### Input for this task
-=-=-

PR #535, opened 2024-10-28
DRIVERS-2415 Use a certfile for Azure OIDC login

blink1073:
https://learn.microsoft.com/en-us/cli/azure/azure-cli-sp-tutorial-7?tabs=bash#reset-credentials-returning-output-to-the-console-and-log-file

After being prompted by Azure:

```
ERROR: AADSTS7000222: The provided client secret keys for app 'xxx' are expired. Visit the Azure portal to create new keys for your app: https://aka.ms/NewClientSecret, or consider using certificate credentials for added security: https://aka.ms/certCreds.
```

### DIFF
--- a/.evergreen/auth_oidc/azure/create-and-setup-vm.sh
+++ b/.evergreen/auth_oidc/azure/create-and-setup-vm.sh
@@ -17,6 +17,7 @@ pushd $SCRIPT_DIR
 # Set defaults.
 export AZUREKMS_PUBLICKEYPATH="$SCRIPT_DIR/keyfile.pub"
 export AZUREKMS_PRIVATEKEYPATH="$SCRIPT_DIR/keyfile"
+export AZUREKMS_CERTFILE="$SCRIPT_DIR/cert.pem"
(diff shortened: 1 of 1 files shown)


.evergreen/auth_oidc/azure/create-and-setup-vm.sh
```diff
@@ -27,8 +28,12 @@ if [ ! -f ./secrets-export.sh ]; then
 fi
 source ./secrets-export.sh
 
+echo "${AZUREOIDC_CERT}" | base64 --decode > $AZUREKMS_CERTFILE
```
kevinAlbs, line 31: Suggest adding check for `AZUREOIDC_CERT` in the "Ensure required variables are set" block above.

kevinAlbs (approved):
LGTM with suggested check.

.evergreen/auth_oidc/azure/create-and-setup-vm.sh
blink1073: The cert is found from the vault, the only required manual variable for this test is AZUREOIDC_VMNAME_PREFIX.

-=-=-

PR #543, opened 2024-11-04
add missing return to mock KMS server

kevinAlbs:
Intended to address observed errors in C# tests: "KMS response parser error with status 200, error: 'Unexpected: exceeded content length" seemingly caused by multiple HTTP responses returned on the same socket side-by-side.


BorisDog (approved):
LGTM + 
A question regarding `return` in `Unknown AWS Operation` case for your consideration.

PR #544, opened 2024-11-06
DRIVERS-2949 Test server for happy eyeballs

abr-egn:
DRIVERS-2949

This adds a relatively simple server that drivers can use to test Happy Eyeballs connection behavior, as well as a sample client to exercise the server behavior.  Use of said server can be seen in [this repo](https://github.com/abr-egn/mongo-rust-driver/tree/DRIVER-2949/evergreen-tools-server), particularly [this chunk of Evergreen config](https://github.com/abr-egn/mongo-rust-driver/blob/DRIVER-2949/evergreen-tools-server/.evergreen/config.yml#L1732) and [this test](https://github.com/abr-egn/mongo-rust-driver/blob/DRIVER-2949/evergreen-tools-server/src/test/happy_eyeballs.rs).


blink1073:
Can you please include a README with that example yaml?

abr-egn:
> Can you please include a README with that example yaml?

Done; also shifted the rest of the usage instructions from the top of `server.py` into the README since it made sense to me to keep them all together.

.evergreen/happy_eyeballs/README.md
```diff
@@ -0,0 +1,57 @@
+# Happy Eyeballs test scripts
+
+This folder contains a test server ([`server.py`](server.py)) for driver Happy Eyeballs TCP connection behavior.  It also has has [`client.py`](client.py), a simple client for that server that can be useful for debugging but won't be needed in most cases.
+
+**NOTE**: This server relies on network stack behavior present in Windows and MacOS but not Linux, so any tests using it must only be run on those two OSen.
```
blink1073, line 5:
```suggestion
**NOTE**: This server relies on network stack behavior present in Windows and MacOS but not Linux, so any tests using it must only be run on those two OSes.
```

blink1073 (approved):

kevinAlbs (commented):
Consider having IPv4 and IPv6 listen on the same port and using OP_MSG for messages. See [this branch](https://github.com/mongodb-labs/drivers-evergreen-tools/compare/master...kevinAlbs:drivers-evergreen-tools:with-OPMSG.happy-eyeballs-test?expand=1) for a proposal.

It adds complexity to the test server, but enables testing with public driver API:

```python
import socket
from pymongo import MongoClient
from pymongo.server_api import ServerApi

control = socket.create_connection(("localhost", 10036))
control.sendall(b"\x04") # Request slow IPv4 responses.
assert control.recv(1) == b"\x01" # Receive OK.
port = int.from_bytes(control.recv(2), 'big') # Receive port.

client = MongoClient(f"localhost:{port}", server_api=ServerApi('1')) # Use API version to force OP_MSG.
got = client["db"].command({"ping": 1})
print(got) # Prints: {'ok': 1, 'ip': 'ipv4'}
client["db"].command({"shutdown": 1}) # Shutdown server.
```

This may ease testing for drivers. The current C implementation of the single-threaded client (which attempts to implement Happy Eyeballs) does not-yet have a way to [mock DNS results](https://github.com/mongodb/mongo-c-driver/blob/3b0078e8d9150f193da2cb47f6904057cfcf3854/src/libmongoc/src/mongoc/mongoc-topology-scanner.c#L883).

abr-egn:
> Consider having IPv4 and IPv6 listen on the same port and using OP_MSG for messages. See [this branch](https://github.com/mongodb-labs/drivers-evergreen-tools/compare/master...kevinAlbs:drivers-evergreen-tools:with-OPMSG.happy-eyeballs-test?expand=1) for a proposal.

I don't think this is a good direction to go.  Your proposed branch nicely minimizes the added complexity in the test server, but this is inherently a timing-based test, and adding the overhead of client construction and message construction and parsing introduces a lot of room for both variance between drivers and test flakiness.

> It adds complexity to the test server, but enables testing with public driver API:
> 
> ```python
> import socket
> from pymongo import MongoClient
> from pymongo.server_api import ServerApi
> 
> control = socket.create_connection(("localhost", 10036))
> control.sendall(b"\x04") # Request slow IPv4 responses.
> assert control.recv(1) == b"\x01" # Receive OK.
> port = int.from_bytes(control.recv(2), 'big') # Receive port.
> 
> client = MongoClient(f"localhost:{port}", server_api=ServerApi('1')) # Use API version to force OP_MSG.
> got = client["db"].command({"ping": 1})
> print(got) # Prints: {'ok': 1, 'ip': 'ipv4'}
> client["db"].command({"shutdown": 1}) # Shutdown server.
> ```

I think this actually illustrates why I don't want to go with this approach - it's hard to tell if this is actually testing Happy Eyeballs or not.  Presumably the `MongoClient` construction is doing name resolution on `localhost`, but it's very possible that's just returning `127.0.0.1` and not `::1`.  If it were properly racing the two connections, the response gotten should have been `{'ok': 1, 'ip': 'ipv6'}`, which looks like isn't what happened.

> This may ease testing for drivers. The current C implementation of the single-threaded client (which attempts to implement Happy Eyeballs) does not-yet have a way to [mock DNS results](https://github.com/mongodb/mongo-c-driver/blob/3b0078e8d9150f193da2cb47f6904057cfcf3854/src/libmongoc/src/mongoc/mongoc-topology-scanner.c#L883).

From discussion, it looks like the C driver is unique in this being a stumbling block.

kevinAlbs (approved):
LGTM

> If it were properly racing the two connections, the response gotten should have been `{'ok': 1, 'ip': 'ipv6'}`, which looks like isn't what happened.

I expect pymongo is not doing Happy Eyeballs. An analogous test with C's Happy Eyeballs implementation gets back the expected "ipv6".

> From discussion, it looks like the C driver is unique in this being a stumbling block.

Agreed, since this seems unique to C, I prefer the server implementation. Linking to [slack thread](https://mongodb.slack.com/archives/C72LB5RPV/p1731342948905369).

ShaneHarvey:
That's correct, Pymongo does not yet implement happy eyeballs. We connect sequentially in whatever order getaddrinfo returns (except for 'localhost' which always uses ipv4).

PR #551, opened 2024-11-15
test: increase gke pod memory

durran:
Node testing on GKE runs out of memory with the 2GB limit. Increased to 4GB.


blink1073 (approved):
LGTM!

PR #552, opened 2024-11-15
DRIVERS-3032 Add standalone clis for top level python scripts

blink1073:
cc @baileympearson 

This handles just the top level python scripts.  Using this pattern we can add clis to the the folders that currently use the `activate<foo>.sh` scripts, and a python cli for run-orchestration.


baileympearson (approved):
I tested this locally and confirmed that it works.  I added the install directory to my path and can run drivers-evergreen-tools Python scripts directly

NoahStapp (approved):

-=-=-

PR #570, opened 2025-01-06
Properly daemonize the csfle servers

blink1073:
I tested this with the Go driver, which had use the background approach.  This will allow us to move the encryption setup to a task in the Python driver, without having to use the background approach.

-=-=-

### Task description
Scan the material above. Copy each line where "stumbling" occurs.

### Exercise solution
From discussion, it looks like the C driver is unique in this being a stumbling block.
> From discussion, it looks like the C driver is unique in this being a stumbling block.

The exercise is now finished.